What you should do
Only those lines in the data below from the line containing "PR #783, opened 2017-08-23" through the line containing "Anyone have objections to merging?", both included, should be restated word for word.

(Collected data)
========================================================================
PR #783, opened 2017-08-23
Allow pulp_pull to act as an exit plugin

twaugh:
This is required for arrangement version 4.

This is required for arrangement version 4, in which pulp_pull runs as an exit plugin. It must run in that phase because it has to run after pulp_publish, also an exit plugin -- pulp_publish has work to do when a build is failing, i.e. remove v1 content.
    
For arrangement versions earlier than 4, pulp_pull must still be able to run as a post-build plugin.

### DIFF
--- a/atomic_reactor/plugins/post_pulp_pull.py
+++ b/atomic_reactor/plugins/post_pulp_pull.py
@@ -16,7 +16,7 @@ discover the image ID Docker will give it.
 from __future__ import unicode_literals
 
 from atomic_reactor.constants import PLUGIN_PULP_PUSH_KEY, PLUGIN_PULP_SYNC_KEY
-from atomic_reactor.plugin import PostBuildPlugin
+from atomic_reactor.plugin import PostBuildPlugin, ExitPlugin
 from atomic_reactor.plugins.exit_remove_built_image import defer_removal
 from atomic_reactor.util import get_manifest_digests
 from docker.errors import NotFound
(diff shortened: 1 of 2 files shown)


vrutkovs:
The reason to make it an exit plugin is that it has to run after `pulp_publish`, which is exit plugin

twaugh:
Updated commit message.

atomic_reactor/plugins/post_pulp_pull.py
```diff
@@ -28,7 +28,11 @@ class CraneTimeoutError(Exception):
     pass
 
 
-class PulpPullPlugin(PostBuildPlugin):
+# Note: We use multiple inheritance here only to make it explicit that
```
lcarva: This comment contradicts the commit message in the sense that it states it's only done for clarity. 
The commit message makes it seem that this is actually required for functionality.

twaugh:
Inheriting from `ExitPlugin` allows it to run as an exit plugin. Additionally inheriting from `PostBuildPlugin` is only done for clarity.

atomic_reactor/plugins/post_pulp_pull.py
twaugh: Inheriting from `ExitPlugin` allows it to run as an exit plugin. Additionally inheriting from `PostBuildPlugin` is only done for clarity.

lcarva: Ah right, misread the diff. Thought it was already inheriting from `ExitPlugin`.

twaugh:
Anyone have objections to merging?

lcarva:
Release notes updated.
========================================================================
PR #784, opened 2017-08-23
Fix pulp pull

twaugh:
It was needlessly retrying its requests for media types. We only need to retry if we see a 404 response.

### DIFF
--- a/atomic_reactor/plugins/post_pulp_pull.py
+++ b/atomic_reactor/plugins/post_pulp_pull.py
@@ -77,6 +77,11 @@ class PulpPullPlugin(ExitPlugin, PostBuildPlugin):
========================================================================
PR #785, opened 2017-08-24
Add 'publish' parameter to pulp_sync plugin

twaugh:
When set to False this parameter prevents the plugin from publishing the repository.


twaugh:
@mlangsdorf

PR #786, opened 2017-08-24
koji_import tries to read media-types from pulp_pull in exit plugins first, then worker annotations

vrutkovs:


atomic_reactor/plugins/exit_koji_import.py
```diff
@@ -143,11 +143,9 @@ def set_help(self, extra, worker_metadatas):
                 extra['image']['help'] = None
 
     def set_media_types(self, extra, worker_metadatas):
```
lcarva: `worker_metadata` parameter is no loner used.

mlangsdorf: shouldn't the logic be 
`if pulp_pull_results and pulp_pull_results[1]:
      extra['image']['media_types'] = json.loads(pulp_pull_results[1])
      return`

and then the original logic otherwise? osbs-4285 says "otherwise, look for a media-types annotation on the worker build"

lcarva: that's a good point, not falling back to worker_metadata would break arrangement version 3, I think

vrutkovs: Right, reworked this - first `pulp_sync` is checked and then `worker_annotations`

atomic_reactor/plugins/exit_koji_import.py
========================================================================
Answer box
PR #783, opened 2017-08-23
Allow pulp_pull to act as an exit plugin

twaugh:
This is required for arrangement version 4.

This is required for arrangement version 4, in which pulp_pull runs as an exit plugin. It must run in that phase because it has to run after pulp_publish, also an exit plugin -- pulp_publish has work to do when a build is failing, i.e. remove v1 content.
    
For arrangement versions earlier than 4, pulp_pull must still be able to run as a post-build plugin.

### DIFF
--- a/atomic_reactor/plugins/post_pulp_pull.py
+++ b/atomic_reactor/plugins/post_pulp_pull.py
@@ -16,7 +16,7 @@ discover the image ID Docker will give it.
 from __future__ import unicode_literals
 
 from atomic_reactor.constants import PLUGIN_PULP_PUSH_KEY, PLUGIN_PULP_SYNC_KEY
-from atomic_reactor.plugin import PostBuildPlugin
+from atomic_reactor.plugin import PostBuildPlugin, ExitPlugin
 from atomic_reactor.plugins.exit_remove_built_image import defer_removal
 from atomic_reactor.util import get_manifest_digests
 from docker.errors import NotFound
(diff shortened: 1 of 2 files shown)


vrutkovs:
The reason to make it an exit plugin is that it has to run after `pulp_publish`, which is exit plugin

twaugh:
Updated commit message.

atomic_reactor/plugins/post_pulp_pull.py
```diff
@@ -28,7 +28,11 @@ class CraneTimeoutError(Exception):
     pass
 
 
-class PulpPullPlugin(PostBuildPlugin):
+# Note: We use multiple inheritance here only to make it explicit that
```
lcarva: This comment contradicts the commit message in the sense that it states it's only done for clarity. 
The commit message makes it seem that this is actually required for functionality.

twaugh:
Inheriting from `ExitPlugin` allows it to run as an exit plugin. Additionally inheriting from `PostBuildPlugin` is only done for clarity.

atomic_reactor/plugins/post_pulp_pull.py
twaugh: Inheriting from `ExitPlugin` allows it to run as an exit plugin. Additionally inheriting from `PostBuildPlugin` is only done for clarity.

lcarva: Ah right, misread the diff. Thought it was already inheriting from `ExitPlugin`.

twaugh:
Anyone have objections to merging?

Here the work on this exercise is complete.